4. Pandemic: Reign of Cthulhu
Pandemic is one of the best selling board games on the market today. Recently, the Pandemic brand has moved into more spinoff games with Pandemic: Legacy and Pandemic: Iberia. While I didn’t have high expectations for Pandemic: Reign of Cthulhu, it actually ended up being a pretty fantastic game. Instead of traveling around the world curing diseases, players are regulated to a single town and must work to stop Cthulhu from awakening.
3. Eldritch Horror
This game replaces the old Cthulhu juggernaut that was Arkham Horror, which used to be the gold standard for Lovecraftian games. However it eventually got bogged down by its bloated rules and many expansions. Eldritch Horror was a fresh reboot of the adventure game and is leagues better than Arkham Horror ever was. Instead of being constrained to the lone town of Arkham, players now travel the world to gain clues, solve mysteries, fight monsters, and stop the Elder God from awaking. Eldritch Horror is my goto game for a globe-trotting adventure.
1-8 players, 120-240 minutes, 13+
2. Cthulhu Wars
No game on this list will look as amazing as Cthulhu Wars does. With miniatures that struggle to be called “minis”, Cthulhu Wars’ game pieces will dominate your tabletop. In Cthulhu Wars, each players takes control of one of the games four, very unique factions. Combat in Cthulhu Wars is fierce and frequent, with each player trying to control as many gates as possible. Both a ton of fun to play and a beauty to look at, Cthulhu Wars is worth ever bit of its hefty price tag.

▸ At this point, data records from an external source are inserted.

PR #3024, opened 2019-05-02
Pre-3.0 deprecated symbol cleanout

zachmullen:
`git grep -i deprecate` was used to find lingering deprecations. This does not remove *all* deprecated things comprehensively, and in one case, actually un-deprecates a behavior, which may be controversial.

Most of these things won't be missed, but this should be looked over carefully.

### DIFF
--- a/docs/migration-guide.rst
+++ b/docs/migration-guide.rst
@@ -304,7 +304,9 @@ handler, you must call :py:func:`girder.events.unbind` on the existing mapping f
 Async keyword arguments and properties changed to async\_ PR #2817
 ^^^^^^^^^^^^^^^^^^^^^^^^^^^^^^^^^^^^^^^^^^^^^^^^^^^^^^^^^^^^^^^^^^
 
-In version 3.7 of python ``async`` is a `reserved keyword argument <https://www.python.org/dev/peps/pep-0492/#deprecation-plans/>`_. To mitigate any issues all instances of ``async`` in the codebase has changed to ``async_``. If the functions are called with ``async`` a deprecation warning will be given. This affects:
+In version 3.7 of python ``async`` is a `reserved keyword argument <https://www.python.org/dev/peps/pep-0492/#deprecation-plans/>`_.
+To mitigate any issues all instances of ``async`` in the codebase has changed to ``asynchronous``.
+If the functions are called with ``async`` a deprecation warning will be given. This affects:
 
  * The event framework ``girder/events.py``
  * The built-in job plugin ``plugins/jobs/girder_jobs/models/job.py``
--- a/girder/api/rest.py
+++ b/girder/api/rest.py
@@ -825,6 +825,8 @@ class Resource(object):
                 handler = registeredHandler
                 del nLengthRoutes[i]
                 break
+        else:
+            raise GirderException('No such route: %s %s' % (method, '/'.join(route)))
 
         # Remove the api doc
         if resource is None:
--- a/girder/api/rest.py
+++ b/girder/api/rest.py
@@ -805,11 +805,9 @@ class Resource(object):
                 'WARNING: No access level specified for route %s %s' % (
                     method, routePath))
 
-    def removeRoute(self, method, route, handler=None, resource=None):
+    def removeRoute(self, method, route, resource=None):
         """
         Remove a route from the handler and documentation.
-
-        .. deprecated :: 2.3.0
 
         :param method: The HTTP method, e.g. 'GET', 'POST', 'PUT'
         :type method: str
@@ -817,9 +815,6 @@ class Resource(object):
                       resource root. Elements of this list starting with ':'
                       are assumed to be wildcards.
         :type route: tuple[str]
-        :param handler: The method called for the route; this is necessary to
-                        remove the documentation.
-        :type handler: Function
         :param resource: the name of the resource at the root of this route.
         """
         self._ensureInit()
--- a/girder/events.py
+++ b/girder/events.py
@@ -44,7 +44,7 @@ class Event(object):
 
     # We might have a lot of events, so we use __slots__ to make them smaller
     __slots__ = (
-        'async_',
+        'asynchronous',
         'info',
         'name',
         'propagate',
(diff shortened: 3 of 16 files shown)


zachmullen:
@brianhelba is going to strip out the `deprecatedAsync` stuff on a separate PR.

girder/models/model_base.py
```diff
@@ -1416,10 +1416,7 @@ def load(self, id, level=AccessType.ADMIN, user=None, objectId=True,
         :raises ValidationException: If an invalid ObjectId is passed.
         :returns: The matching document, or None if no match exists.
         """
-        # Warn of str type deprecation for `fields` param
         if isinstance(fields, six.string_types):
-            logger.warning('String data type for fields param is deprecated, \
```
brianhelba: The underlying PyMongo's `projection` parameter only accepts a `list` or a `dict`. Personally, I think it encourages code sloppiness to have internal APIs that attempt to be overly permissive in what they'll tolerate, as it leads to needing defensive programming code and validations / coercions in internally-called methods. I'd rather internal APIs just have well-documented preconditions, so we can make stronger assumptions about variable types and parameter usage.

Note, these preconditions can still be abstract and yet rigorous. For example:
> parameter `x` is an `Iterable`

instead of 

> parameter `X` can be a `list` or a `tuple`; and if it's a `str`, we'll convert it to a `list` for you; and if it's a `dict`, we'll take its `.keys()` for you; and if it's some other iterable, we probably didn't consider that, so the behavior is undefined-ish...

Practically though, I think that tolerating `fields` as a `str` exists in a few different places, so if we're going to remove the coercion, it would be a bigger change than this one place.

girder/api/rest.py
```diff
@@ -805,21 +805,16 @@ def route(self, method, route, handler, nodoc=False, resource=None):
...
-
         :param method: The HTTP method, e.g. 'GET', 'POST', 'PUT'
         :type method: str
         :param route: The route, as a list of path params relative to the
                       resource root. Elements of this list starting with ':'
                       are assumed to be wildcards.
         :type route: tuple[str]
-        :param handler: The method called for the route; this is necessary to
-                        remove the documentation.
-        :type handler: Function
```
brianhelba: In the code below, what if `route` is not found within `nLengthRoutes`? Then `handler` will never be defined, yet the code afterwards still references it.

@danlamanna may hate this, but this a perfect case for a `for ... else` expression.

girder/web_client/src/rest.js
```diff
@@ -137,28 +137,9 @@ let restRequest = function (opts) {
         delete args.girderToken;
     }
 
-    let jqXHR = Backbone.$.ajax(args);
-    jqXHR.error = function () {
```
brianhelba: @zachmullen Just to confirm, you grep-ed for usages of `.fail` on `restRequest` promises? In my experience, this has been one of the most stubborn to remove.

girder/models/model_base.py
zachmullen: What's your conclusion? I don't have a preference either way.

girder/web_client/src/rest.js
zachmullen: I didn't, thanks for reminding me, I assumed whoever deprecated it had done so. I'll go through and fix them, unless you think this is too risky and we should just leave the fallback in.

zachmullen: I was confused, it's actually `.error` that needs to be removed. I could not find any instances of that remaining.

zachmullen:
This is ready for final review.

girder/events.py
```diff
@@ -70,7 +53,6 @@ class Event(object):
         'currentHandlerName'
     )
 
-    @_deprecatedAsync
     def __init__(self, name, info, async_=False):
```
brianhelba: We should just call this parameter `asynchronous`. `async_` is arbitrary and doesn't follow Girder's naming conventions.

Other upstream libraries have also used `asynchronous`:
* https://github.com/celery/celery/pull/4863
* https://github.com/celery/kombu/pull/839

girder/models/model_base.py
brianhelba: Can you un-un-deprecate this particular location, then let's address it more comprehensively and decide in another PR?

zachmullen:
@brianhelba this should be ready

plugins/jobs/girder_jobs/models/job.py
```diff
@@ -248,7 +233,7 @@ def createJob(self, title, type, args=(), kwargs=None, user=None, when=None,
             'log': [],
             'meta': {},
             'handler': handler,
-            'async_': async_,
+            'async_': asynchronous,
```
brianhelba: Is there a reason we can't name this model property `'asynchronous'` too, so we have consistency?

zachmullen: I was trying to avoid yet another check [like this](https://github.com/girder/girder/blob/master/plugins/jobs/girder_jobs/models/job.py#L327), but I guess it probably doesn't matter. I'll change it in the database.

brianhelba: I think we can omit the check for `'async_'` entirely, since that field only exists within 3.0 pre-release instances. The check for `'async'` is perhaps more reasonable, to accommodate still-pending jobs in a 2.x -> 3 upgrade, but given the fact that `scheduleJob` is typically called immediately after creating a new Job document, I think we can safely remove that compatibility code too.

zachmullen: I changed it, I kept in the `async` fallback check for now.

docs/migration-guide.rst
```diff
@@ -304,7 +304,9 @@ handler, you must call :py:func:`girder.events.unbind` on the existing mapping f
 Async keyword arguments and properties changed to async\_ PR #2817
 ^^^^^^^^^^^^^^^^^^^^^^^^^^^^^^^^^^^^^^^^^^^^^^^^^^^^^^^^^^^^^^^^^^
 
-In version 3.7 of python ``async`` is a `reserved keyword argument <https://www.python.org/dev/peps/pep-0492/#deprecation-plans/>`_. To mitigate any issues all instances of ``async`` in the codebase has changed to ``async_``. If the functions are called with ``async`` a deprecation warning will be given. This affects:
+In version 3.7 of python ``async`` is a `reserved keyword argument <https://www.python.org/dev/peps/pep-0492/#deprecation-plans/>`_.
+To mitigate any issues all instances of ``async`` in the codebase has changed to ``asynchronous``.
+If the functions are called with ``async`` a deprecation warning will be given. This affects:
```
brianhelba: I realized this last statement is not true. Calling with `async` is now invalid, not deprecated.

3-4 players, 90-120 minutes, 12+
1. Mansions of Madness: 2nd Edition
If you browsed our Best of 2016 article, you probably shouldn’t be too surprised to find Mansions of Madness: 2nd Edition here in the top spot. Fantasy Flight Games created an absolute gem with Mansions of Madness: 2nd Edition. Kicking out the overlord role from the first edition, this Lovcraftian game of mystery is now fully cooperative, using a free tablet or computer app to run the game’s monsters and mysteries. It’s interactive, thematic, and highly entertaining. Mansions of Madness: 2nd Edition is everything we want from a Cthulhu board game.